After merging !137 (merged) the wordpress helmRelease on staging ended up in a Helm upgrade failed: another operation (install/upgrade/rollback) is in progress state. Suspending and resuming did not help like it usally does for kube-prom-stack.
It's weird, because we don't use the redis in Stackspin. So I wonder if it's even related to the actual upgrade process.
What usually helps is deleting the hr and reconciling the ks, but that is a manual interference. I wonder if there's anything else we can do to prevent this
Note that that particular issue was supposedly solved some time before flux release 0.20, so we shouldn't hit that. Not to say it's not related, especially the comments about helm controller being oom-killed, which we're also experiencing.

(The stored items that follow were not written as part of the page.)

PR #2074, opened 2024-02-09
Render the work pool queue status icon in deployment page header 

collincchoy:
If a deployment has a work pool and work queue, then we currently render the work queue's name on the deployment's page under its name in the header. However, that work queue's _status_ is not currently showing because the boolean check relies on there being a flow run state (with the intention of hiding the status for flow runs that have already terminated since the current status of the terminated flow run's work queue is no longer relevant). 

For a deployment, it could be useful to show the work queue's status here (if there is one to show) so this PR tweaks the condition to make that happen.

| **Before** | **After** |
| ---- | ---- |
| image | image |

### DIFF
--- a/src/components/FlowRunWorkQueue.vue
+++ b/src/components/FlowRunWorkQueue.vue
@@ -3,7 +3,7 @@
     <span>Work Queue</span>
     <WorkQueueIconText :work-queue-name="workQueueName" :work-pool-name="workPoolName" />
 
-    <template v-if="isNotTerminal && workPoolName">
+    <template v-if="showWorkPoolQueueStatus && workPoolName">
       <WorkPoolQueueStatusIcon v-if="can.access.workQueueStatus && workPoolQueue" :work-pool-queue="workPoolQueue" />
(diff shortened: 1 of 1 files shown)


pleek91 (approved):
Makes sense to me

src/components/FlowRunWorkQueue.vue
```diff
@@ -26,7 +26,7 @@
 
   const can = useCan()
 
-  const isNotTerminal = computed(() => props.flowRunState && !isTerminalStateType(props.flowRunState))
+  const showWorkPoolQueueStatus = computed(() => props.flowRunState == undefined || !isTerminalStateType(props.flowRunState))
```
collincchoy, line 29: think i might flip this so it's less confusing. 

Does
```
<template v-if="!hideWorkPoolQueueStatus && workPoolName">
  ...
</template>
...

const hideWorkPoolQueueStatus = computed(() => props.flowRunState && isTerminalStateType(props.flowRunState))
```

make more sense?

root@staging:~# dmesg -T |grep -i oom[Tue Mar 29 09:16:17 2022] helm-controller invoked oom-killer: gfp_mask=0x100cca(GFP_HIGHUSER_MOVABLE), order=0, oom_score_adj=969[Tue Mar 29 09:16:17 2022] oom_kill_process+0xfa/0x130[Tue Mar 29 09:16:17 2022] [ pid ] uid tgid total_vm rss pgtables_bytes swapents oom_score_adj name[Tue Mar 29 09:16:17 2022] oom-kill:constraint=CONSTRAINT_MEMCG,nodemask=(null),cpuset=be294b39c4d720aa5d2ea637b5968a89042c65210e3076705a4305ca620b34b3,mems_allowed=0,oom_memcg=/kubepods/burstable/podff107bca-f961-4f58-a185-ef6106cca48b,task_memcg=/kubepods/burstable/podff107bca-f961-4f58-a185-ef6106cca48b/be294b39c4d720aa5d2ea637b5968a89042c65210e3076705a4305ca620b34b3,task=helm-controller,pid=265741,uid=100[Tue Mar 29 09:16:17 2022] Memory cgroup out of memory: Killed process 265741 (helm-controller) total-vm:2825428kB, anon-rss:2090480kB, file-rss:0kB, shmem-rss:0kB, UID:100 pgtables:4280kB oom_score_adj:969[Tue Mar 29 09:16:17 2022] oom_reaper: reaped process 265741 (helm-controller), now anon-rss:0kB, file-rss:0kB, shmem-rss:0kB
!134 (merged) was merged 11:02am CEST, which is 90:02 am server time (UTC). I guess 14 mins after merge the helm-controller tried to install the upgrade and OOM'ed.
No, i think this is a nice way to do it! My method is usually flux delete hr -n stackspin-apps wordpress && reconcile ks wordpress, but that feels more brutal than your way.